Material for this exercise
========

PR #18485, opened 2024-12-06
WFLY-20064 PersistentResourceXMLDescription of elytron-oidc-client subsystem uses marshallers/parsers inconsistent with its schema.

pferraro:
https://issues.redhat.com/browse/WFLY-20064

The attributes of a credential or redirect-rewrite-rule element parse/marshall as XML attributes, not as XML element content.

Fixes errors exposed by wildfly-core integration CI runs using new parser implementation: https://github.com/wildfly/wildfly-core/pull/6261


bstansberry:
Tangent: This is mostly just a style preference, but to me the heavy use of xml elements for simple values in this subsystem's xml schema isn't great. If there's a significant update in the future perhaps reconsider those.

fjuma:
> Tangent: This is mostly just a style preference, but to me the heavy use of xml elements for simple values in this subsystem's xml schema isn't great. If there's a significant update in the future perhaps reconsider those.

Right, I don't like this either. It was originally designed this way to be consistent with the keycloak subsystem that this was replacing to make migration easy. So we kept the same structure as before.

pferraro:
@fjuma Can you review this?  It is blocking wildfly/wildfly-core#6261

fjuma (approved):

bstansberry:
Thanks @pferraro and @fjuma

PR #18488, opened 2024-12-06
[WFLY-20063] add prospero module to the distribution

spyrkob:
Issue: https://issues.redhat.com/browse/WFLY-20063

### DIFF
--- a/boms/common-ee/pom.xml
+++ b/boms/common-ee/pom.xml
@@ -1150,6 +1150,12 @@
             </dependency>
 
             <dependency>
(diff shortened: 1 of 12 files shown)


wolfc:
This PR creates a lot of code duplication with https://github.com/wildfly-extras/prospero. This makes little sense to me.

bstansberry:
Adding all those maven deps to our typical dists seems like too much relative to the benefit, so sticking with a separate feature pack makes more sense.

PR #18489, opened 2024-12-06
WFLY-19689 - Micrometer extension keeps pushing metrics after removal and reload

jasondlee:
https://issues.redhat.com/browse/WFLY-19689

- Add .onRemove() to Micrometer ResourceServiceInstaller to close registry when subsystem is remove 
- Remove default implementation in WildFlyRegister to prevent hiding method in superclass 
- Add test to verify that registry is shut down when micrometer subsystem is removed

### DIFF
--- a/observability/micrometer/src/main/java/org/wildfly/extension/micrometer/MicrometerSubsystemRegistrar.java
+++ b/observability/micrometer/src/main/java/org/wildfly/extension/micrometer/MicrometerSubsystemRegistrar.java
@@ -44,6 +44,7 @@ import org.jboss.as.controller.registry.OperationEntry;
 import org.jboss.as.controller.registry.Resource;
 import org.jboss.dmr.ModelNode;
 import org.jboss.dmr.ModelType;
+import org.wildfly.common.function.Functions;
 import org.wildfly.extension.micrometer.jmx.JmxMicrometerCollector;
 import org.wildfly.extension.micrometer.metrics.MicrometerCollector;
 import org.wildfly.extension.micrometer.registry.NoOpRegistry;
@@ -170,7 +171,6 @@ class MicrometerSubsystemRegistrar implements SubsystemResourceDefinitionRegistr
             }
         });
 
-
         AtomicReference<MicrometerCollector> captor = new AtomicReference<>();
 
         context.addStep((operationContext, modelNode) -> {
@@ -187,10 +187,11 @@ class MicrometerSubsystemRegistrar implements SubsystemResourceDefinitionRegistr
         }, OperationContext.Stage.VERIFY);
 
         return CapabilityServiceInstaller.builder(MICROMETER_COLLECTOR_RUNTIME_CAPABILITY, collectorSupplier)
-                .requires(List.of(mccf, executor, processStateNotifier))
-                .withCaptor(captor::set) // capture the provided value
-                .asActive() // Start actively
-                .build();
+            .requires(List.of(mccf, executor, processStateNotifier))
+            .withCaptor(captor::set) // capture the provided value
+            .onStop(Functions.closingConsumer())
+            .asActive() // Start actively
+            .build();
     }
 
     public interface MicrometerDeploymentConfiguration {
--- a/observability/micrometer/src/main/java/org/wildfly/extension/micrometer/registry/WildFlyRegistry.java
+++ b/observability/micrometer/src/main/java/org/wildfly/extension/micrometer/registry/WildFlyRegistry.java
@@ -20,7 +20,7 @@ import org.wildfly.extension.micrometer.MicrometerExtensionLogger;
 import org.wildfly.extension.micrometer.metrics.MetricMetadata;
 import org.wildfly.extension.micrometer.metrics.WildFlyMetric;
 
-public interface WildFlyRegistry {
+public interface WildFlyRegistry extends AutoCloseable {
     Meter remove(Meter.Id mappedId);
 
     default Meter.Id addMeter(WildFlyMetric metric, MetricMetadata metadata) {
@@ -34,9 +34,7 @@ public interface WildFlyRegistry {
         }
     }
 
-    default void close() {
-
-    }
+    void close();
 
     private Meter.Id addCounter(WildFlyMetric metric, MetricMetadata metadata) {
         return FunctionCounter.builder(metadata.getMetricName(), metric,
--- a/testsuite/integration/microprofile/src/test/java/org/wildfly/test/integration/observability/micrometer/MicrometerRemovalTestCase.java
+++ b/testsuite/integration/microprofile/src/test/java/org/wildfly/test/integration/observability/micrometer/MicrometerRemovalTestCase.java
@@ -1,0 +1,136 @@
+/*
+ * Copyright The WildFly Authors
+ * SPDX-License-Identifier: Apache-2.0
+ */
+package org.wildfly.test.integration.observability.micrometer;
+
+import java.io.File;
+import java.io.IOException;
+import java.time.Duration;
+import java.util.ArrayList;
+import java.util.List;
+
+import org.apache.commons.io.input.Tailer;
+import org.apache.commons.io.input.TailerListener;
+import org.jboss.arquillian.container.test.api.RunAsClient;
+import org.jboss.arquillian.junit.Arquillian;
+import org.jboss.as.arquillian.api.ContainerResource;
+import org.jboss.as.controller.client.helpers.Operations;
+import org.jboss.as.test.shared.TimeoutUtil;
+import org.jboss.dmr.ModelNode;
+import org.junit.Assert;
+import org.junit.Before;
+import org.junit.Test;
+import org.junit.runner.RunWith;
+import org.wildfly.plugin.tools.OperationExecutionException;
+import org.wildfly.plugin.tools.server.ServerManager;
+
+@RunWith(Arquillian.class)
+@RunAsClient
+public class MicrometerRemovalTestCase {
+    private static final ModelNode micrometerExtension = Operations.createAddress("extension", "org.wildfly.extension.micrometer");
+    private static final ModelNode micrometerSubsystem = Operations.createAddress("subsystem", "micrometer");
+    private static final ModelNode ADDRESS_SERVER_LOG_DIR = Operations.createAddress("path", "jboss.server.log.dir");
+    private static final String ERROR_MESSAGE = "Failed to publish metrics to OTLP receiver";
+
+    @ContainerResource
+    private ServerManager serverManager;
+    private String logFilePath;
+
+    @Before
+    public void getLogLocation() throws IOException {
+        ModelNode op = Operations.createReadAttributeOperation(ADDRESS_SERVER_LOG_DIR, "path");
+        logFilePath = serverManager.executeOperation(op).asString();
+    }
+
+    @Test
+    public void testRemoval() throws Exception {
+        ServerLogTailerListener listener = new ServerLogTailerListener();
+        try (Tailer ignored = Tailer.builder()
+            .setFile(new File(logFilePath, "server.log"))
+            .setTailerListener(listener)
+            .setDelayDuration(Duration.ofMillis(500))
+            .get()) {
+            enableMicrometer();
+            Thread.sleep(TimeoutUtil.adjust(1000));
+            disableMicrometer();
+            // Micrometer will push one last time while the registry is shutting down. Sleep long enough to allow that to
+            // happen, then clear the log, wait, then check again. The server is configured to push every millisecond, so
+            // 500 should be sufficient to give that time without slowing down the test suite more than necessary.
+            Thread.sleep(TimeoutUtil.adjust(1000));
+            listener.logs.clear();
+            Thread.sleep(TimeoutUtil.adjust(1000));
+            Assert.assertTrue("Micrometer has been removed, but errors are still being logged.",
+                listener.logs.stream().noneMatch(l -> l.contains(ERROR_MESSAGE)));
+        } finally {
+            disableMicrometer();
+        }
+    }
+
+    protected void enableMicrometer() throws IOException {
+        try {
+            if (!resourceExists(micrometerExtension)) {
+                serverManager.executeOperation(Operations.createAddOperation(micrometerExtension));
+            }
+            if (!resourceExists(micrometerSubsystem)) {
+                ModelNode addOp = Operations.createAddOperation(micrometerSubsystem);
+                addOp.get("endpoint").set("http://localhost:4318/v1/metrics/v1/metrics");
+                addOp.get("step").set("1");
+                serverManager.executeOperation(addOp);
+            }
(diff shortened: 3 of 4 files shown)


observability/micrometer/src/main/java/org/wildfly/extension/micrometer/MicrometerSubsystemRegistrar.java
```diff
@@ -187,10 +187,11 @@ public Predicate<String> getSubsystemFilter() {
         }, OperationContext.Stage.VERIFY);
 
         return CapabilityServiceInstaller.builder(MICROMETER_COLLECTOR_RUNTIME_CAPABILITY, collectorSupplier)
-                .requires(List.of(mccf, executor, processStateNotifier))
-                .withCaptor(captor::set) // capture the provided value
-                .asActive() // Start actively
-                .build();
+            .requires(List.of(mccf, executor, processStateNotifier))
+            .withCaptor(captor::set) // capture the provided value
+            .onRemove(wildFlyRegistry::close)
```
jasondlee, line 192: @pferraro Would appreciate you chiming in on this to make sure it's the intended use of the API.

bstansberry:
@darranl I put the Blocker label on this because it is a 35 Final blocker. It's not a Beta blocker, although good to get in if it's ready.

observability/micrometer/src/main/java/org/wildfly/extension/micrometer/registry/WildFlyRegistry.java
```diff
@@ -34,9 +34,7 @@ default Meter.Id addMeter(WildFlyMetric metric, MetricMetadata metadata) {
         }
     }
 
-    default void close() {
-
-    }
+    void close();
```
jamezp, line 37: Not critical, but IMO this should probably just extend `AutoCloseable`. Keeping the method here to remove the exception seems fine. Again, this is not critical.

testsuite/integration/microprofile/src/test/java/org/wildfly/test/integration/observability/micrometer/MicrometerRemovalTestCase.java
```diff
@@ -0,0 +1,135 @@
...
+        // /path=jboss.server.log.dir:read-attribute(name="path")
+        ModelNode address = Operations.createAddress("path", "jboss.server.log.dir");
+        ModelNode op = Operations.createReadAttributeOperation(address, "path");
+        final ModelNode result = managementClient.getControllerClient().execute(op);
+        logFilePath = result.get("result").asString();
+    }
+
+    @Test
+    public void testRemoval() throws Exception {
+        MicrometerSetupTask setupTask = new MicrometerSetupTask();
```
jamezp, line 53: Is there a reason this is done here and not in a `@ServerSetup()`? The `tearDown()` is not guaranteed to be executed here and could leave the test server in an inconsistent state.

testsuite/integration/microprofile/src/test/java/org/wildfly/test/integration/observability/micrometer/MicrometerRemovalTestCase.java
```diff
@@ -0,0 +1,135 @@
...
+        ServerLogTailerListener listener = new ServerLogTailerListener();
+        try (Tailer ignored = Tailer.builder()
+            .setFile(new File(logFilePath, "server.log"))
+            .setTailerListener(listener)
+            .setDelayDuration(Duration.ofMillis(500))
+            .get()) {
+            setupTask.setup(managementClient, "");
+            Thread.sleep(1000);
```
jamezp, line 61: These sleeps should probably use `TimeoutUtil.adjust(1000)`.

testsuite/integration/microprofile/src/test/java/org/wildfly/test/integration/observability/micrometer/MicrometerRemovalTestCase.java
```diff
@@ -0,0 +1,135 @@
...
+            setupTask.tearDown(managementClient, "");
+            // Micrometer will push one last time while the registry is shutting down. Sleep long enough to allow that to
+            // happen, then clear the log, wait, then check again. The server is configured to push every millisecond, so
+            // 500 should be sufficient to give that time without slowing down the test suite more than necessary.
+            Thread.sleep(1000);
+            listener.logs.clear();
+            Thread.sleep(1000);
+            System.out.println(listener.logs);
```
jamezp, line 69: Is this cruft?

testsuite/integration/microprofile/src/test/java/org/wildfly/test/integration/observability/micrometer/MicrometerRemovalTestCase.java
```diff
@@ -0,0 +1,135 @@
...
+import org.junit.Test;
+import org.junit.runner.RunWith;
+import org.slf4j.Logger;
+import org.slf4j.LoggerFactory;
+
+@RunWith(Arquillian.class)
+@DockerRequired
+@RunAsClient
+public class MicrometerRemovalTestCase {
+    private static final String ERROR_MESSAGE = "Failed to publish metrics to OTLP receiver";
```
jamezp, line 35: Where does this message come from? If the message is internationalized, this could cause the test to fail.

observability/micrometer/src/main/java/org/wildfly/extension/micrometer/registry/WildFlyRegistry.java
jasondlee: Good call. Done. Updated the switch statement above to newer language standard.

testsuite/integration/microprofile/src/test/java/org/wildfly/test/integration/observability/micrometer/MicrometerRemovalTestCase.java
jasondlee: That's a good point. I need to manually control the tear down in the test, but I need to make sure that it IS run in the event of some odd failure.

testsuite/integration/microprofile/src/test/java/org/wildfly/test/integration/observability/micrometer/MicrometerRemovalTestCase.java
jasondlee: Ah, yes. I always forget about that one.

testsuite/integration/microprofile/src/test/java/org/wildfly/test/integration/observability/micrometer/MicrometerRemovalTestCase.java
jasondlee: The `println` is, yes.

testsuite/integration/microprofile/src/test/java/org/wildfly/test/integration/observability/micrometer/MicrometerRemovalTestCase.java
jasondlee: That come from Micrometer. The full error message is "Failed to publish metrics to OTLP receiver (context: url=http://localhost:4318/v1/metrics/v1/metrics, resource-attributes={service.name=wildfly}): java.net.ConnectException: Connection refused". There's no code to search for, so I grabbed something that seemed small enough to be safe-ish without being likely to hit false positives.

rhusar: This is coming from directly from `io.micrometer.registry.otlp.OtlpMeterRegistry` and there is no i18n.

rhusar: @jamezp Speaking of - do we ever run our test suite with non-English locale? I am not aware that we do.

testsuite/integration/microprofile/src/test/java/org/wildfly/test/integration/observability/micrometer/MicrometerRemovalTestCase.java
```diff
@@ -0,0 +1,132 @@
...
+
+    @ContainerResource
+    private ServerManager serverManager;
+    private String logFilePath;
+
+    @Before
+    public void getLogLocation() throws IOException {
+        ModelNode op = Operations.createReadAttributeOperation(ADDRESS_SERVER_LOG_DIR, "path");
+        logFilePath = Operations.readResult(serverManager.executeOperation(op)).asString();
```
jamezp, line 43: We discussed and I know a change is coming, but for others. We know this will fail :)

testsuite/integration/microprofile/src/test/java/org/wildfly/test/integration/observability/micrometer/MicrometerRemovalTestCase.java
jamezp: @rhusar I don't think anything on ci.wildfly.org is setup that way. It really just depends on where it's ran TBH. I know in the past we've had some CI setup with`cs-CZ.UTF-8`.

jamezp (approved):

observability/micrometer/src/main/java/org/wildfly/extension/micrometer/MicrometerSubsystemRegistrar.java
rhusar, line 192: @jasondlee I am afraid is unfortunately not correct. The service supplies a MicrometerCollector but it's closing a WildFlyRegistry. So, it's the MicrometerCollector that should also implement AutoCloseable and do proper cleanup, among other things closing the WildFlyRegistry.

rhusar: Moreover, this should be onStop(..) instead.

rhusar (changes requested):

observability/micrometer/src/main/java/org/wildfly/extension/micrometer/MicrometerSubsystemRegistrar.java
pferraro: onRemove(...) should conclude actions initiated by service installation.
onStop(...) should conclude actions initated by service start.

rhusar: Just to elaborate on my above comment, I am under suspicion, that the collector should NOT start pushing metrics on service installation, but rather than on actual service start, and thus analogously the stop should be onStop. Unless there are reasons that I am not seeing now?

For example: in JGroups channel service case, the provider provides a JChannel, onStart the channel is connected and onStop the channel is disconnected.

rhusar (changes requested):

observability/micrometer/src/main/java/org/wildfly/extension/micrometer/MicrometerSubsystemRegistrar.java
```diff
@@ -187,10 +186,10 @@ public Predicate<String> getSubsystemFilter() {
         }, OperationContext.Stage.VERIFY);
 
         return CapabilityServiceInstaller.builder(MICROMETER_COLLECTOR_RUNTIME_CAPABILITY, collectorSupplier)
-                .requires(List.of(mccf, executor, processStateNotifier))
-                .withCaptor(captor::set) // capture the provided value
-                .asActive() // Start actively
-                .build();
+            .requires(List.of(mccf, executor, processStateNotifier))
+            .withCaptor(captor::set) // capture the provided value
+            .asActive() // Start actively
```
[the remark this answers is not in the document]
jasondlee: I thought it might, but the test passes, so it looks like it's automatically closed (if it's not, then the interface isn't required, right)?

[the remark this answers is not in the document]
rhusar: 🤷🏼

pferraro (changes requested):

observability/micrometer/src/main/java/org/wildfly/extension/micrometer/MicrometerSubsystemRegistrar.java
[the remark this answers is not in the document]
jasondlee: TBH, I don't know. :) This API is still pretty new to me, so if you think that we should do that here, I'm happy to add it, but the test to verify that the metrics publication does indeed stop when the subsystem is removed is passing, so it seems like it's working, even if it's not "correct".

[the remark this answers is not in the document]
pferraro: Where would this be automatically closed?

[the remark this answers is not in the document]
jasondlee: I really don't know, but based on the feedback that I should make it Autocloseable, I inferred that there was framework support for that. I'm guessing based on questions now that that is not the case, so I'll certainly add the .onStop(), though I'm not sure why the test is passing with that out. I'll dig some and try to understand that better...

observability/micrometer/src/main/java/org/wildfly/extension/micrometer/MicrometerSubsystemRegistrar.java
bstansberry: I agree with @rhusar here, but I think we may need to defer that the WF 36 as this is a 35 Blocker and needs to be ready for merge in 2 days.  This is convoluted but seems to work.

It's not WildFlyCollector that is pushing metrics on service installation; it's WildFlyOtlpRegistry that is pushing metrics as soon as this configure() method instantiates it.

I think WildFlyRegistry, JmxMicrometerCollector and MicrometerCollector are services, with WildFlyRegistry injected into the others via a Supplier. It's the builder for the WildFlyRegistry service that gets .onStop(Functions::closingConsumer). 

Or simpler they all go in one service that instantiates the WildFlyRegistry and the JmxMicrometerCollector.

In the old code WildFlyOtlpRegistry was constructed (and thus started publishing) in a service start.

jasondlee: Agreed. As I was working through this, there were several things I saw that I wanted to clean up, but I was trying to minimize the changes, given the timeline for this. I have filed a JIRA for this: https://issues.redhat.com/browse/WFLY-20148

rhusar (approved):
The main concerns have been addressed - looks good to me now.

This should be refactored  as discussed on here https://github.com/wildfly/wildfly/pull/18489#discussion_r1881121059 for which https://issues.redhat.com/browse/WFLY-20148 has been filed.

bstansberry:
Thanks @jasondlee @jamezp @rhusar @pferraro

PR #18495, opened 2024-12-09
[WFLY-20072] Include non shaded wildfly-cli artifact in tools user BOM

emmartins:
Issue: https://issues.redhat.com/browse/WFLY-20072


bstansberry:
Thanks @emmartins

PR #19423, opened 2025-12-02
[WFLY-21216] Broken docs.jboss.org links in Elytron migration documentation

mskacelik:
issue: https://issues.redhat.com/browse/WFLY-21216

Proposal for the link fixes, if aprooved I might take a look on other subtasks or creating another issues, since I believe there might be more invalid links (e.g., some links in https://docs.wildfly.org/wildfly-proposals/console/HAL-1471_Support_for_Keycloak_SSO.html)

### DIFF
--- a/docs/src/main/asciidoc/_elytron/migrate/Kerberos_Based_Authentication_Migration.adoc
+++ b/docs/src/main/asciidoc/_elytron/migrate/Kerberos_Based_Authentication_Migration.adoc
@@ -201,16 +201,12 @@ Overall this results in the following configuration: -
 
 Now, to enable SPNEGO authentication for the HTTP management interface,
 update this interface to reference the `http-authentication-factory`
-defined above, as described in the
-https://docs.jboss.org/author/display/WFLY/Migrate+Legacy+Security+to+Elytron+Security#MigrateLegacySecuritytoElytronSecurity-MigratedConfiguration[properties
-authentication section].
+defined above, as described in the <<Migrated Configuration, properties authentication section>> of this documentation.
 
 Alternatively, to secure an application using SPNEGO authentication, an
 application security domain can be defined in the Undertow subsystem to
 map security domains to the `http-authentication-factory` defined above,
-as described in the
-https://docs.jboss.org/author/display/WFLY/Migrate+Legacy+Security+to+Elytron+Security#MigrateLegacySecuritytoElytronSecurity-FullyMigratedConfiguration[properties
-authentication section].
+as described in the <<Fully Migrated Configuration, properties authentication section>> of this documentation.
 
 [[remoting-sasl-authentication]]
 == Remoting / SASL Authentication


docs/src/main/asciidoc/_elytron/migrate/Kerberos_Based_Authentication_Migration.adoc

========

What to do
Among the entries above, which lines include "executeOperation"? List them all.

Task answer
+        logFilePath = serverManager.executeOperation(op).asString();
+                serverManager.executeOperation(Operations.createAddOperation(micrometerExtension));
+                serverManager.executeOperation(addOp);
+        logFilePath = Operations.readResult(serverManager.executeOperation(op)).asString();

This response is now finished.